だってまさか、武道が壱番隊隊長に命じられて私は壱番隊の隊長と副隊長の補佐に命じられるなんて思っていなかったから。
「花垣武道、神澤和泉!!!顔上げて、みんなに挨拶しろ!!」
ああ、だけどこれで未来を変えられるかもしれない。
私と武道が幹部になったということは、佐野先輩を稀咲から守れるかもしれないのだ。
けーすけくんが言っていた、佐野先輩を頼むって。
私は傍で佐野先輩を守ることが出来るかもしれない……そう思うとじわりと目元に熱が集まる。

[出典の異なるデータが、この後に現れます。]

PR #2637, opened 2024-08-12
fix(objectloader): prevent cache read/write for broken data

fabis94:
objectloader was caching and retrieving from cache broken Objects API responses


AlexandruPopovici:
@fabis94 what's the `startsWith('<html')` check for?

fabis94:
@AlexandruPopovici It caches failed Objects API responses (e.g. ones with 503 status code) - ones that contain HTML in them, not the json output. The startsWith check checks that its a proper JSON object without doing the heavy JSON.parse call

fabis94:
@AlexandruPopovici 
image

AlexandruPopovici (approved):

だけど横を見た瞬間、涙がほんの少し引っ込む……だって武道が号泣しているから。
「よろしくお願いしますしますっ!!!」
「よろしくお願いします!!!」
「オイオイ、タケミっちは何泣いてんだよ。締まんねーな」
「あーあ。また刺繍入れ直しだよ」
「……顔、上げすぎだ……バカ」
けーすけくんに託された事、武道が叶えたがっている未来。
その為に頑張らなければ……。
「ケンチン。お前からも話があるんだろ」
「おー」
佐野先輩の言葉に龍宮寺先輩はニヤリと笑うと歩き始めた。
副総長から話があるということで、また辺りはザワつきはじめていて、何があるんだろうかと龍宮寺先輩を見れば目が合った。
「神澤和泉!オマエを総長補佐に命じる!!」
「……はあ!?」
「宜しくね、イズミっち♡」
「ちょ、ちょっと待ってください!俺が総長補佐!?」
さっき壱番隊の補佐を命じられたというのに、次は総長補佐。
周りとザワついているが、龍宮寺先輩と佐野先輩は嬉しげに微笑んでいるだけ。
だが隣にいる武道は驚いているようで、目が落ちそうなぐらい目開いている。
「なんで……」
「イズミっち、オマエはマイキーのストッパーになると思ってる。だから、総長が暴走しそうになったらストッパーとして止めてくれ。オマエになら出来る」
「ストッパー……」
「頼むぜ、イズミっち」
驚いたり困惑したけれど、これで良かったのかもしれない。
佐野先輩の補佐に着いたということは、稀咲の自由にさせることが出来ないはず。
佐野先輩が闇に堕ちていくことを止めれる可能性が大きくなった。
「……よろしくお願いします」
最良の選択かもしれない。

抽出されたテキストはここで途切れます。